- **EXERCISE DIRECTIONS**
In the data below, give the number of lines that contain the word "raises". Nothing else is needed.
────────────────
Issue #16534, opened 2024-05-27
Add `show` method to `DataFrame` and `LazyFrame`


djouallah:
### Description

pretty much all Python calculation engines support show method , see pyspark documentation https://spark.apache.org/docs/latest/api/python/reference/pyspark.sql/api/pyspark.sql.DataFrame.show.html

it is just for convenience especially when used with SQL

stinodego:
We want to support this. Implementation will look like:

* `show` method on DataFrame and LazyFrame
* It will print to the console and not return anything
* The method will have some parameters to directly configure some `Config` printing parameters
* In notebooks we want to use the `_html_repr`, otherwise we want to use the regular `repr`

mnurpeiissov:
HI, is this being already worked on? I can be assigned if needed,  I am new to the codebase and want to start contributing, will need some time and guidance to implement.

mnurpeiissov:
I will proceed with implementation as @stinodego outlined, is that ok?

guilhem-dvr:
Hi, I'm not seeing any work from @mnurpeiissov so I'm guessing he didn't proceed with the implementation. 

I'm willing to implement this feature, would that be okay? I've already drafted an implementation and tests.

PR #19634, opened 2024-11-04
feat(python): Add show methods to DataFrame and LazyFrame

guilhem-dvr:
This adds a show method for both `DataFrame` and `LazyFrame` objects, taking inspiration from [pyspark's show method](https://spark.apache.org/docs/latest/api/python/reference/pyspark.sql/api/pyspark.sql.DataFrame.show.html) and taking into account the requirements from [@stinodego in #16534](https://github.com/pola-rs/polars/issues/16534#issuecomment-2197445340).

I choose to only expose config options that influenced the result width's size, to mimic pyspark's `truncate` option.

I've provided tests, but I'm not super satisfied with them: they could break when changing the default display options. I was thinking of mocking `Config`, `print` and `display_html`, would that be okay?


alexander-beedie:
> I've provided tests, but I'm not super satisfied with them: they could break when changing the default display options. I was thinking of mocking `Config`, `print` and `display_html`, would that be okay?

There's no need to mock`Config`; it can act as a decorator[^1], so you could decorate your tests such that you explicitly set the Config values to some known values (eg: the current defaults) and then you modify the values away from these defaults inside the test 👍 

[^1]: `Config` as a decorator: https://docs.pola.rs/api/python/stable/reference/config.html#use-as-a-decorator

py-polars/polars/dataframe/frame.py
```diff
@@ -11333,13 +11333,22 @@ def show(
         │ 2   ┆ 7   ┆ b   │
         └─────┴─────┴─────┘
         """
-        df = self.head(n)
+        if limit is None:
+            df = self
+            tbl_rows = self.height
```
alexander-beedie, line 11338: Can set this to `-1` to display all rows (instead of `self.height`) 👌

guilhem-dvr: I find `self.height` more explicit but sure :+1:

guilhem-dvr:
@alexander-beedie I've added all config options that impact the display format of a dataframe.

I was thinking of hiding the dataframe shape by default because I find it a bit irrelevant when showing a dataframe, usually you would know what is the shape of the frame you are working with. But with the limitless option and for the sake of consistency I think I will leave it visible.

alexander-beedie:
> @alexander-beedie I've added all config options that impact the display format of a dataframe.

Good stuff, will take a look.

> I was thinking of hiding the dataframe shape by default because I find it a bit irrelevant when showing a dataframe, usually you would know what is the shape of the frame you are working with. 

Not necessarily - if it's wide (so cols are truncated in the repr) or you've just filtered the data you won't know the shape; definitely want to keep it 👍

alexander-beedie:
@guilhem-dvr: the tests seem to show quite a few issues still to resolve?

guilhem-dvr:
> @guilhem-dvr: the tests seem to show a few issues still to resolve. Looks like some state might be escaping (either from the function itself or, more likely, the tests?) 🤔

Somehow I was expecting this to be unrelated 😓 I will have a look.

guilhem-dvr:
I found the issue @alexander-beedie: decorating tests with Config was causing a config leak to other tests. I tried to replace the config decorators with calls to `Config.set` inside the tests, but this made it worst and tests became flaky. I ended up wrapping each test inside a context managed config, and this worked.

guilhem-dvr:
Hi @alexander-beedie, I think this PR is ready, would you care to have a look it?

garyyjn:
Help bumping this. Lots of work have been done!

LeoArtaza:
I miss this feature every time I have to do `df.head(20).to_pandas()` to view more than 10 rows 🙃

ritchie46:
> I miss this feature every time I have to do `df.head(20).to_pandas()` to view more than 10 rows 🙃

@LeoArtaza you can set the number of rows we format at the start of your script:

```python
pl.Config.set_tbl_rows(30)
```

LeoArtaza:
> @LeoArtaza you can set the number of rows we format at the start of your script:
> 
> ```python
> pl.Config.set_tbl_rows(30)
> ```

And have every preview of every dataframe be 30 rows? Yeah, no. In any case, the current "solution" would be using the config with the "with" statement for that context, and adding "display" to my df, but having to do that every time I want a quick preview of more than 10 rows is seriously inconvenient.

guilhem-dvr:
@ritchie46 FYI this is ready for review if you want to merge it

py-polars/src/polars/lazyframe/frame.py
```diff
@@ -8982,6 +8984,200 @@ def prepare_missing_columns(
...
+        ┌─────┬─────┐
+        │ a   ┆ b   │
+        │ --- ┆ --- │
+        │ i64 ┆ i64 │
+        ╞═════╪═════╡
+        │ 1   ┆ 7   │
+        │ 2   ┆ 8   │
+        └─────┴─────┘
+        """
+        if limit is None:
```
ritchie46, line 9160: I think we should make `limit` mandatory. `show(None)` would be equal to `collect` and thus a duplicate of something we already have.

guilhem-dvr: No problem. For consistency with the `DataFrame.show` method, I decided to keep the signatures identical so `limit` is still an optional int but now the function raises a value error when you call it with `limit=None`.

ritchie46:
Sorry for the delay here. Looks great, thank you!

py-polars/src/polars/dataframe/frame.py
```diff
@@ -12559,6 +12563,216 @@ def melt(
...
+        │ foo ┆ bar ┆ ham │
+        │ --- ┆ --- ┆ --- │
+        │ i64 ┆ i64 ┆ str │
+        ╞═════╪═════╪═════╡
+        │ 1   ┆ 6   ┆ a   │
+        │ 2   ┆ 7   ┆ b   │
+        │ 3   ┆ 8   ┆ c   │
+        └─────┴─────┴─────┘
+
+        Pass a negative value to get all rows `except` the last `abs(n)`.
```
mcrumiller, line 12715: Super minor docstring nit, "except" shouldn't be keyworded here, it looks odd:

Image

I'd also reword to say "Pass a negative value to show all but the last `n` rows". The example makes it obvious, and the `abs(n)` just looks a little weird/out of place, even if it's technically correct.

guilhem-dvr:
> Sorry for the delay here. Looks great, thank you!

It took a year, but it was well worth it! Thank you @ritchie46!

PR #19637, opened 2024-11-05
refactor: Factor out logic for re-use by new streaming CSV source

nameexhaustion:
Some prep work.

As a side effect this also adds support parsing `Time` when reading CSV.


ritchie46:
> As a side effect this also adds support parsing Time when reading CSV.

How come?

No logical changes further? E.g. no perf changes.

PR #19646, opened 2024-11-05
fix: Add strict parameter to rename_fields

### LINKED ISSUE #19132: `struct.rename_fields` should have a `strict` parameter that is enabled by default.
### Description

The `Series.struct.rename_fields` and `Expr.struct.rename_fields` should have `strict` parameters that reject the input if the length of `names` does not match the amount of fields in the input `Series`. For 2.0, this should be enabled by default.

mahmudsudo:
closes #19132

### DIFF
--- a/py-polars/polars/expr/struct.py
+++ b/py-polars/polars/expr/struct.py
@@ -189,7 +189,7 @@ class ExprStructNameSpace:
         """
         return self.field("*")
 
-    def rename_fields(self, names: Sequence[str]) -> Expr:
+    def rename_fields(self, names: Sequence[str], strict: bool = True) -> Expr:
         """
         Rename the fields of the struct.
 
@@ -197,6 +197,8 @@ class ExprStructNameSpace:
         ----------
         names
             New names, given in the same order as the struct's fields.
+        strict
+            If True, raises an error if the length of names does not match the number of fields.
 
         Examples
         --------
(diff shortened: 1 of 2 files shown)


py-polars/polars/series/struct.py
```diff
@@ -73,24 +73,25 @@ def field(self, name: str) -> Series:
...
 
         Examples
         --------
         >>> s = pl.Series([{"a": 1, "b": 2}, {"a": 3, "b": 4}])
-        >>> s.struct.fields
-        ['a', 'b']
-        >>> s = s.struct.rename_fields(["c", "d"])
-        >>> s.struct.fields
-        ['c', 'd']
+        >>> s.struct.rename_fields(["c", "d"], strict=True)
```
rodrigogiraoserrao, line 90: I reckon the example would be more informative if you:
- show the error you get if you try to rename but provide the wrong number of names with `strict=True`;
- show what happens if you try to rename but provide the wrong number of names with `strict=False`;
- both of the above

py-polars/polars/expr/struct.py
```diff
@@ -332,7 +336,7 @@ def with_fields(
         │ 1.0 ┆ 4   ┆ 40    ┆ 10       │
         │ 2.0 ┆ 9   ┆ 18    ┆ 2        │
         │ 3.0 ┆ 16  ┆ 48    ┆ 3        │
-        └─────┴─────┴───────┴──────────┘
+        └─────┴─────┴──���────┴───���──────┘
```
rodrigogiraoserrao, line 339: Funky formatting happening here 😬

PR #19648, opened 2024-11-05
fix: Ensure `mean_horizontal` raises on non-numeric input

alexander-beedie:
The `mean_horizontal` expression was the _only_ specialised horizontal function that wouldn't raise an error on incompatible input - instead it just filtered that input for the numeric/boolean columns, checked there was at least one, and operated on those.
────────────────
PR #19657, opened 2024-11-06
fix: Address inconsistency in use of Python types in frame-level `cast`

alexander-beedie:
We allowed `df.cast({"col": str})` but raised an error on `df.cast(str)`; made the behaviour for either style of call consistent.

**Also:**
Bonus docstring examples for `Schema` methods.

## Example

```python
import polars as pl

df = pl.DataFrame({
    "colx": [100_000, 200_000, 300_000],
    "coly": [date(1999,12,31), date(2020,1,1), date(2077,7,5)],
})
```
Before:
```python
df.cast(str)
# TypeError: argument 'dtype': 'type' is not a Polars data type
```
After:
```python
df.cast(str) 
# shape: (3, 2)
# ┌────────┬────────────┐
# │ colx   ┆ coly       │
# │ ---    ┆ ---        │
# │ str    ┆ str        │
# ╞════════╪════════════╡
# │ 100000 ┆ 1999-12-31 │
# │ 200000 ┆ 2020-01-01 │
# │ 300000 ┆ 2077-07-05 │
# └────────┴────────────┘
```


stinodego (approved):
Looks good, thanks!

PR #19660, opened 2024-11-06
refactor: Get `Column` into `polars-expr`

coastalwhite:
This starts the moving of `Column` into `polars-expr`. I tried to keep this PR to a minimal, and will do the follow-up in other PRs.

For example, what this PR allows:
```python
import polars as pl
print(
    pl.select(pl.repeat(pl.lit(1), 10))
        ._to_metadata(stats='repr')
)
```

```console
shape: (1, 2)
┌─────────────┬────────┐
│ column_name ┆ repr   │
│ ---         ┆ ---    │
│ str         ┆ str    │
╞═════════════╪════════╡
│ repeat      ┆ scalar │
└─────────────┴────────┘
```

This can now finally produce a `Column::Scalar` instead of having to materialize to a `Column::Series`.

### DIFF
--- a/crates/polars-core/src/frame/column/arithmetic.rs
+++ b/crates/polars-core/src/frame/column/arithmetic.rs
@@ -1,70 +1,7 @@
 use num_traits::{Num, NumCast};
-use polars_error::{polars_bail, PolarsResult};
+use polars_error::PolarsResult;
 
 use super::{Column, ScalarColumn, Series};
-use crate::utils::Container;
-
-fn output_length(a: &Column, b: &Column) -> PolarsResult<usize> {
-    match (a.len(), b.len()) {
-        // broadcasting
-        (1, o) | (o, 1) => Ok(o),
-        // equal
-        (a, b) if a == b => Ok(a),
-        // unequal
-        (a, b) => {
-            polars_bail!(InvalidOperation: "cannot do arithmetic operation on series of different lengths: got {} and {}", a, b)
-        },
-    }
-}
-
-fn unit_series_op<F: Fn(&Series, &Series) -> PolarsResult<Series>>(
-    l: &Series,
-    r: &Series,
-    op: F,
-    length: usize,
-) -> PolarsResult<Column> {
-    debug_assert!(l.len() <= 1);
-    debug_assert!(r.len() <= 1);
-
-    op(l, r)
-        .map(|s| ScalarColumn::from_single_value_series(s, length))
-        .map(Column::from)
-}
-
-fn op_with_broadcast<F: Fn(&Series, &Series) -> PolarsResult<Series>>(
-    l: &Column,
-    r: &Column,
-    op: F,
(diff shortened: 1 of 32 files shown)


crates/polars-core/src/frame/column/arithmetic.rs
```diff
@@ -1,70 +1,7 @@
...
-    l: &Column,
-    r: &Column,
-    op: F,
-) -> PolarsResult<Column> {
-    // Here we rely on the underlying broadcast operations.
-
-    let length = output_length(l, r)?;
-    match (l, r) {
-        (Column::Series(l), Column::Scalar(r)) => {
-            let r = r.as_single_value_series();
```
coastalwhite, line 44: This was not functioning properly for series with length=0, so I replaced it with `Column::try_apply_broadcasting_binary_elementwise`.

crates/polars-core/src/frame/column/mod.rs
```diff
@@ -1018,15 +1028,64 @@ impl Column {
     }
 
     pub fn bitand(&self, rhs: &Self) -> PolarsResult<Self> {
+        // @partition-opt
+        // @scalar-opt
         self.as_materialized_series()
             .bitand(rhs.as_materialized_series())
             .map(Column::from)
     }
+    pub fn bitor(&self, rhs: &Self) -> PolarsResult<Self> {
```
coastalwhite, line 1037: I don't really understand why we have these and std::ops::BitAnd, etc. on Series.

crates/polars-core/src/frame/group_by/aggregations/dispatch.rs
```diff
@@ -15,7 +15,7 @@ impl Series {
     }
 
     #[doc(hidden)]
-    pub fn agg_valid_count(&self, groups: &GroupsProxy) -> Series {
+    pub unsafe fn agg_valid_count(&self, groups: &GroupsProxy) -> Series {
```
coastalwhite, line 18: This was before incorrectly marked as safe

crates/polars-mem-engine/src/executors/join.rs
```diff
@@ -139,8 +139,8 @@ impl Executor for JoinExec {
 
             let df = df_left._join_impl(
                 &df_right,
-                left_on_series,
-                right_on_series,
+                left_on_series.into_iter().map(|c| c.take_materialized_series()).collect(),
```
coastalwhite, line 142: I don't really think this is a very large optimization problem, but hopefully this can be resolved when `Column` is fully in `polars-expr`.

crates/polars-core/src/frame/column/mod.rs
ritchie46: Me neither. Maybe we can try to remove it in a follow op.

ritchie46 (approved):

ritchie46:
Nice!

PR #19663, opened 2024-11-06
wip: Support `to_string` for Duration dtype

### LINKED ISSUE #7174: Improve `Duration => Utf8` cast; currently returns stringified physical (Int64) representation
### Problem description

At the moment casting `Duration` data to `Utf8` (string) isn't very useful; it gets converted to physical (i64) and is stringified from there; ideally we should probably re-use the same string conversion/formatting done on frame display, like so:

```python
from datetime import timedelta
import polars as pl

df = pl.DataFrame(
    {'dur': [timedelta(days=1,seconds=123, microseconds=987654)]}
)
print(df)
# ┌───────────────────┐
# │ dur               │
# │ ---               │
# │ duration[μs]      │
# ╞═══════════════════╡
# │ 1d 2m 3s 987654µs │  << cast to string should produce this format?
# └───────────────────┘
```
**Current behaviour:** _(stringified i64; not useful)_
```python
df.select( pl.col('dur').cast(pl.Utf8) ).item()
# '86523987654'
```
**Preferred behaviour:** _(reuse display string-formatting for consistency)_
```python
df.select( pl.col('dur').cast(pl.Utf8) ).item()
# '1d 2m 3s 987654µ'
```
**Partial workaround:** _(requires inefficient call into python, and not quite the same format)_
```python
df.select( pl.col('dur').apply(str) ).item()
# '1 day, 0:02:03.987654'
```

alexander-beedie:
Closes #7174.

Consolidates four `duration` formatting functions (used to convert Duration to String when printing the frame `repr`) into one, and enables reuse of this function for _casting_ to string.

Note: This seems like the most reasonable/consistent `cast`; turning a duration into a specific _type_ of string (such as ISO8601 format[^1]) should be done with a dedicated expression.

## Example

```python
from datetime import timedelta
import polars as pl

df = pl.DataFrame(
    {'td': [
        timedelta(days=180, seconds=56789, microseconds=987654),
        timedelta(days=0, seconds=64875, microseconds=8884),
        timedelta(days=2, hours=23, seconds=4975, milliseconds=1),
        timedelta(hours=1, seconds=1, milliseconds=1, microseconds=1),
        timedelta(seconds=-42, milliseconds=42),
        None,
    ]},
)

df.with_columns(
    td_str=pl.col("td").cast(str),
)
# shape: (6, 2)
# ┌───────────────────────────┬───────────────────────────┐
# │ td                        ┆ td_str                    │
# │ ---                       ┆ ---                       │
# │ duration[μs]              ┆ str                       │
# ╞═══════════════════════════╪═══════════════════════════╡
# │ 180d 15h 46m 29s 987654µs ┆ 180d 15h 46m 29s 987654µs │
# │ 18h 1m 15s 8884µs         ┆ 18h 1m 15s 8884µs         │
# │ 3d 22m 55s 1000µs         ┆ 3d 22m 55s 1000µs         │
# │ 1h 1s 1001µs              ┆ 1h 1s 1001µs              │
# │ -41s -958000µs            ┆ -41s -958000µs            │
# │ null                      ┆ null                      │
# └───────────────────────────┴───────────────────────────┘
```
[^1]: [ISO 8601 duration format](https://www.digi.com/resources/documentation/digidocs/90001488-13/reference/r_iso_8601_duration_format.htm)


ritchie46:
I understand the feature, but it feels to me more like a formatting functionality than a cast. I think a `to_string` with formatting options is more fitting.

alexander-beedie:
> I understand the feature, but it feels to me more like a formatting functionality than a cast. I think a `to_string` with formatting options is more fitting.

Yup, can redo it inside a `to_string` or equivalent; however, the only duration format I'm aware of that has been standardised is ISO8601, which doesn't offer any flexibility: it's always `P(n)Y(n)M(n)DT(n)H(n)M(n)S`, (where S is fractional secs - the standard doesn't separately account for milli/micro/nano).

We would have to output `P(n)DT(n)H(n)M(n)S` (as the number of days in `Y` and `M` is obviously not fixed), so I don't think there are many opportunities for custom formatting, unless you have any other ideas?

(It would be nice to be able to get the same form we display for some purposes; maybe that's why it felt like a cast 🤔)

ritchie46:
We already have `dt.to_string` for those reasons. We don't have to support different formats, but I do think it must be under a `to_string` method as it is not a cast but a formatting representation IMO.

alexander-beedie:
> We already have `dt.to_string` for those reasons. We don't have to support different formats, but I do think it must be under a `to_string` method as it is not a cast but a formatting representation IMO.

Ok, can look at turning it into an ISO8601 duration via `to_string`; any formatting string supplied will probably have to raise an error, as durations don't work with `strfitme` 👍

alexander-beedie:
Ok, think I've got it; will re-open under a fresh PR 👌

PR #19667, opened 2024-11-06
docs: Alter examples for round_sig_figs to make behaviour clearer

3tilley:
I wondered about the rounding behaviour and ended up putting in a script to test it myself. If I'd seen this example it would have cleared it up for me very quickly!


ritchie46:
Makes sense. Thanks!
────────────────
- **SOLUTION TO THIS EXERCISE**
3